In the context of the quoted proposition arises the following question.
Let $X$ be an abstract nonsingular curve (as defined in p. 42), $P \in X$ and let $\phi: X-P \rightarrow \mathbb{P}^n$ a morphism. The proof of the proposition argues that we can assume that $\phi(X-P) \cap U \neq \emptyset$, where $U$ is the open set of $\mathbb{P}^n$, where all homogeneous coordinates $x_0,x_1,\dots,x_n$ are non-zero. The argument is inductive and boils down to showing that this is true for $n=1$ and the details of this are left to the reader. So let's assume that $\phi : X-P \rightarrow \mathbb{P}^1$ and suppose that $\phi(X-P) \cap U = \emptyset$, $U$ being the open set of $\mathbb{P}^1$ where both $x_0,x_1$ are non-zero. Then $\phi(X-P) \subset \left\{(1,0),(0,1)\right\}$. Since $\phi$ is continuous and $\phi(X-P)$ irreducible we must have without loss of generality that $\phi(X-P) = \left\{(1,0)\right\}$. But now i don't see how to arrive at a contradiction. Any ideas?
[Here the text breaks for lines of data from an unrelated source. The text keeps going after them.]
PR #112, opened 2016-12-02
WiP - HS Physics

helenemccarron:
TODO 
- [x] PZS - create a mixin to allow the creation of a title for a table (used to title the Section Key Terms, `key-terms`  - this might include a generic mixin to title things (see lists in Snap Labs) (almost done, it's a temp fix for this book)

- [x] HM - verify EOC collation structure, numbering scheme from college physics (ask Alana if necessary)
Per Alana: the collated elements do not have to be divided by section, if the teacher’s request this functionality, we can add it later.
Should follow scheme below: 
```- Glossary
- Section Summary
- Section Key Equations
- Chapter Review
    - Concept Items for all modules
    - Critical Thinking for all modules
    - Problems for all modules
    - Performance Task (this happens only once a chapter, should come after concept items, critical thinking, problems etc. )
- Test Prep
    -  Test Prep Multiple Choice
    -  Test Prep Short Answers
    -  Test Prep Extended Response
```
 
- [x] PZS - Snap Labs: ignore number of participants, safety warning etc., that info contained in class is present in content
    -  [x] materials list, titles: Materials (It seems like all we have to do is move the `ul[data-label]` to be a real label on the list - Phil)
    -  [x] warnings list, title: should be Safety Warning
    -  [x] grasp checks title

- [ ] `_target: blank` on videos as well as on simulations
Note: the videos in `ost-video` are currently embedded in an iframe. Sometimes, there is a link to the video before the iFrame, sometimes not. 
For the PDF: how is the iFrame handled? Is it showing or not displaying it at all? We probably can hide it via css but in that case, not all the links will be available.
For TEG: do we need to remove the Iframe? If so, we need to ensure that the link is present in the content, otherwise we will loose the video the same way we would in the PDF.
Possible solution: ensure that all links are mentioned before the iFrame. Ideally, we would have a specific element that would allow to target those links so we can manipulate them.


philschatz:
[[CTEC.01.07] Generate Cooked HTML for High School Physics](https://trello.com/c/tbmiGOH5/16-ctec-01-07-generate-cooked-html-for-high-school-physics)

philschatz:
It seems there already is a "title" for Key Terms, unless I'm misunderstanding something?

image

helenemccarron:
Oooh I missed that. I think the book may be set not to use titles for tables. Is that true for all tables or should they be set to use it? Or is Key Terms an exception?

helenemccarron:
The current application for excluding classes doesn't work, the `trashUnnumberedCaption($type);` mixin is still applying and discarding the caption because it's not within the excluding selector.

I am concerned as well that the excluded tables aren't wrapped in the 'os-table` div anymore, thus possibly  causing more styling to target them down the line.
It may also be difficult to track down why those tables do not follow other tables structure seemingly arbitrarily a few months after the ruleset has been completed or if a different developer were to take over.

I do think an excluding mechanism would be useful, but maybe based on a class or indication from the content rather than an ad hoc decision made within the ruleset.

 I am currently investigating a way to preserve the title and display it above the table. We have may use cases for titles above tables that are currently handled in a hacky way in the content.

philschatz:
ok. I was wondering why `trashUnnumberedCaption($type);` wasn't written to be inside the selector, if there is not a good reason than I can just move it into the selector.

RE `.os-table`: I thought that wrapper element was only being introduced when a table needed to have both a title (like on the top of the table) _and_ a caption because the `<table>` element does not allow both. 

But maybe my understanding is wrong and instead, _all_ tables are always wrapped in an `.os-table`? If so, then should all the classes on the `<table>` be moved up to the `.os-table` wrapper? That way we can select/style it?

philschatz:
**Note:** the only regressions in the commits up to `properly wrap tables, even if they are exceptions (like key-terms)` are in `physics`, `apphysics` and `hsphysics`.

In `physics` and `apphysics`: The only difference is that `Table A_01` is now wrapped in a `.os-table` (soon to be renamed to `data-type="table"`)

philschatz:
I'm not sure if this was introduced with @helenemccarron 's commit but it seems the end of chapter material now lists all the section titles and then for each exercise, it repeats the section title instead of the exercise number

image

helenemccarron:
Yes, that is the point of the commit I made, and it's currently broken so not what the final desired output should be.

rulesets/common/_compose.scss
```diff
@@ -130,10 +130,14 @@
...
 
+//TODO: verify that the empty chapter areas are not displayed, currently working better than previous commit but still displays empty sections. The exercises are empty, why?
+//TODO: add/fix numbering
+//TODO: Optional, try to use isCompoundCompsite instad of loop inside a loop
+
 @mixin processComposites ($compounds) {
   [data-type="chapter"] {
     [data-type="page"] {
-      > [data-type="document-title"] {
+      > h2[data-type="document-title"] {
```
philschatz: Is the `h2` necessary or just descriptive?

helenemccarron:
With the latest commit, the tree structure is cleaner but I haven't found a way to prevent the empty `chapter-area` containers not display if they do not contain any collated elements. Currently, the titles is inserted before the container is discarded as being empty. It seems like it would be achievable by using a different pass but seems convoluted

philschatz:
hmm, could we leave the empty elements in for now? In my quick testing, it seems like easybake does not support the `:empty` selector (even though cssselect2 parses it) /cc @reedstrm 

But maybe a more declarative thing to do would be to only create the end-of-chapter item when there is stuff in the bucket to fill it with. Maybe introducing `::has-pending(bucketName)` which would look something like:

```css
.chapter::after::has-pending(bucketName) {
  /* do the work of creating the EOC element if the bucket is not empty */
}
```

philschatz:
Did I hear that we can remove the Compound Composites from this book? Or maybe it was just wishful thinking?

helenemccarron:
Not compoundComposites, just the sectionSeparated part. I committed that change yesterday, Which, incidentally, you removed when merging the branch :D

rulesets/books/hs-physics/book.scss
```diff
@@ -95,19 +92,22 @@
...
+  @include number_numberEOCExercises($exerciseTitleContent, $exerciseTitleContent);
+  
   @include count_countTables(table);
   @include count_countFigures(figure);
   @include number_setCaptions($setTableCaption, $captionTableNumber, $captionTableNumberAp);
   @include number_setCaptions($setFigureCaption, $captionFigNumber, $captionFigNumberAp);
   @include modify_retitleHeaders();
 }
 :pass(6) {
-  @include modify_trash('.os-index-link-separator:last-child');
```
philschatz: Why was this removed?

rulesets/common/_compose.scss
```diff
@@ -126,7 +126,82 @@
...
+      &::after {
+        class: "os-#{$compositeSource}-container";
+        content: pending(#{$compositeSource}-title) pending(#{$compositeSource}-DESTINATION);
+        move-to: composite-DESTINATION;
+      }
+    }
+  }
+}
+
+@mixin EOCcompoundCompositesPages ($getAllComposites) {
```
philschatz: Should this mixin be prefixed with `compose_` since it is not a local mixin?

rulesets/books/hs-physics/book.scss
helenemccarron: A mistake on my part, restoring.

rulesets/common/_compose.scss
```diff
@@ -126,7 +126,82 @@
 /// @arg {string} $sectionHeaderNode - Curently Unused (because of typo)
 /// @arg {string} $sectionHeaderString - Optional, used when `isIndex` is true
 /// @group compose
-@mixin _prepBookComposite($page, $sectionHeaderNode, $sectionHeaderString) {
+
+
+//TODO: verify that the empty chapter areas are not displayed, currently working better than previous commit but still displays empty sections. The exercises are empty, why?
+//TODO: Optional, try to use isCompoundCompsite instad of loop inside a loop
+
+@mixin processComposites ($compounds) {
```
philschatz: What do you think of renaming `$compounds` to `$allCompoundCompositePages` to clarify what the argument is? I can go through and do the renames 😄

helenemccarron: On it, since I'm in there :)

rulesets/common/_compose.scss
helenemccarron: Yes, fixing. Also renaming `processComposites` to `_processComposites` as well

philschatz:
Btw, there are at least a couple classes that I created that we should probably discuss before merging: `.os-label-title-thingy` and `[data-type="list-wrapper"]`

rulesets/common/_modify.scss
```diff
@@ -178,3 +178,64 @@
...
+      // }
+      // GAAAH the previous does not work. Instead, we have to do the following
+      &::after {
+        container: div;
+        class: "os-label-title-thingy";
+        content: attr(data-label);
+        move-to: bListLabel;
+      }
+      &::outside {
+        attr-data-type: "list-wrapper";
```
helenemccarron: Is there a reason for this to be different from the other `data-type` tags used?

rulesets/common/_number.scss
```diff
@@ -99,40 +99,100 @@
...
-      @include utils_title($labeling, bCaption);
-      @include setCaptionsHelper($type, $defaultContainer, $hasCaption, $hasTitle);
+  // $noTitleContent: (); // For the exceptions, this is the "titleContent" that will be used
+
+  @include utils_checkTypeOptional($exceptionClassNames, list);
+  // These selectors are of the form:
+  // `table:not(.unnumbered):not(.custom1):not(.custom2)` (everything that is not an exception)
+  // `table.unnumbered, table.custom1, table.custom2`     (everything that is an exception)
+  $notAnExceptionSel: "#{$type}";
+  $exceptionsSel: unquote("#{$type}.HACK_DOES_NOT_EXIST");
```
helenemccarron: Can we rename this to something that doesn't look like a huge warning yelling at you? Maybe `doesNotExist`?

rulesets/common/_number.scss
```diff
@@ -99,40 +99,100 @@
...
 
-  .appendix {
-    :not(#{$type}) > #{$type}:not(.unnumbered) {
-      @include utils_title($labelingAp, bCaption);
-      @include setCaptionsHelper($type, $defaultContainer, $hasCaption, $hasTitle);
+  // /* The :not(#{$type}) is here because of subfigures (I think) */
+  [data-type="chapter"],
+  [data-type="chapter"] :not(#{$type}) {
+    > {
+      #{$notAnExceptionSel} {
```
helenemccarron: Can we rename this to `notAnExceptionSelector`, while being a bit longer, it is more consistent with other `selector` variables used.

rulesets/common/_number.scss
```diff
@@ -99,40 +99,100 @@
...
-    }
-    @if ($type == "figure") {
-      figcaption {
-        move-to: trash;
+      // A bug in easybake does not allow 2 selectors with `::outside` to match an element.
+      // in hs-physics the `.key-terms` table is also marked as `.unnumbered`
+      // see https://github.com/Connexions/cnx-easybake/issues/48
+      //
+      // TODO: Maybe these selectors can be simplified to just always call setCaptionsHelper
+      #{$exceptionsSel} {
```
helenemccarron: Can we rename this to `exceptionsSelector`?

rulesets/common/_modify.scss
```diff
@@ -178,3 +178,64 @@
...
+      //
+      //   &::before {
+      //     content: attr(data-label);
+      //     class-add: os-label-title-thingy;
+      //   }
+      // }
+      // GAAAH the previous does not work. Instead, we have to do the following
+      &::after {
+        container: div;
+        class: "os-label-title-thingy";
```
helenemccarron: Maybe just use ` os-label-title`? :D

rulesets/common/_modify.scss
```diff
@@ -178,3 +178,64 @@
...
+        content: attr(data-label);
+        move-to: bTitleLabel;
+      }
+      &::outside {
+        attr-data-type: "exercise-wrapper";
```
helenemccarron: Is there a reason for this not to be a `data-type`?

rulesets/common/_modify.scss
```diff
@@ -178,3 +178,64 @@
     }
   }
 }
+
+/// This moves the data-label attribute off of a list and into a new element so it is visible
+@mixin modify_listMakeLabelVisible() {
```
helenemccarron: Maybe this mixin could be written with a variable for the element type, something similar to the table/figure mixin?

rulesets/common/_modify.scss
philschatz: so far, it seems like tables and figures and things that end up having a wrapper element sometimes end up gaining the `data-type` of the thing they wrap, and sometimes not. I think it would be ok to use `data-type="*-wrapper"` (or `*-container`?) to clarify.

What do you think?

rulesets/common/_number.scss
helenemccarron: I like more time to think about it :) Let's keep it like this for now, maybe with a TODO or FIXME so we do not leave it there forever.

rulesets/common/_modify.scss
philschatz: Yep, it seemed both similar to the exercise wrapping-to-add-a-label mixin as well as different from the `modify_note` mixin which also does this form of wrapping

rulesets/common/_modify.scss
philschatz: In this case it is only the label, there is no title so would it be `os-label`? 💭

rulesets/common/_modify.scss
philschatz: I just want the wrapper/container elements to be marked up the same way; `[data-type="exercise-container] > [data-type="exercise"] { ... }` or `.os-exercise-container > [data-type="exercise"] { ... }` seem like two options

rulesets/common/_modify.scss
helenemccarron: Or it could simply be `os-title`... since, well it is a title. Or is there a reason to keep traces of the label?

philschatz: Lists can contain both a label and a title: http://legacy.cnx.org/eip-help/list but since we do not convert that to HTML nicely yet I do not know what it would look like ; (  

`os-label-title` is more consistent with other places of the code (but requires that we create an additional child element named `class="os-label"`), while `class="os-label"` is more precise about the current conversion format.

rulesets/common/_modify.scss
helenemccarron: We have been using `data-type: myDataType`, I believe Easybake takes your attribute name and converts into a tag, so writing `attr-data-type` produces `<div attr-data-type="">`

rulesets/common/_modify.scss
helenemccarron: I guess we can use `os-label` for now

rulesets/common/_modify.scss
helenemccarron: Yes, that would make sense,  I believe you would need to use `data-type: myDataType` (see note below). Also, container would be more consistent with what already exists in other parts of the book

rulesets/common/_modify.scss
philschatz: oh my, that sounds scary & a bit too "magic"... What if I wanted to create an attribute named `content` ... anywho, updating 😄

reedstrm: There are two cases: data-* and attr-*. For data-*, the declarations are passed throught:

helenemccarron:
So much prettier than HACK_DOES_NOT_EXIST :D

rulesets/common/_modify.scss
philschatz: @reedstrm 💭  when I did `attr-data-type: "foo";` it created an attribute named `attr-data-type="foo"` ... the `attr-*` was not stripped and yet the declaration did not begin with `data-` so I was confused as to what was happening...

The base case of the induction is $n=0$. Your example is to have $\phi$ map all of $X-P$ to a single point, $(1,0)\in\mathbb{P}^1$. But we can also think of this single point as a copy of $\mathbb{P}^0$, so we have reduced to looking at a map $X-P\to\mathbb{P}^0$.
But for $n=0$, the proposition, which says that we can uniquely extend $\phi$ to all of $X$, is obvious—we have no choice but to map all of $X$ to the single point of $\mathbb{P}^0$.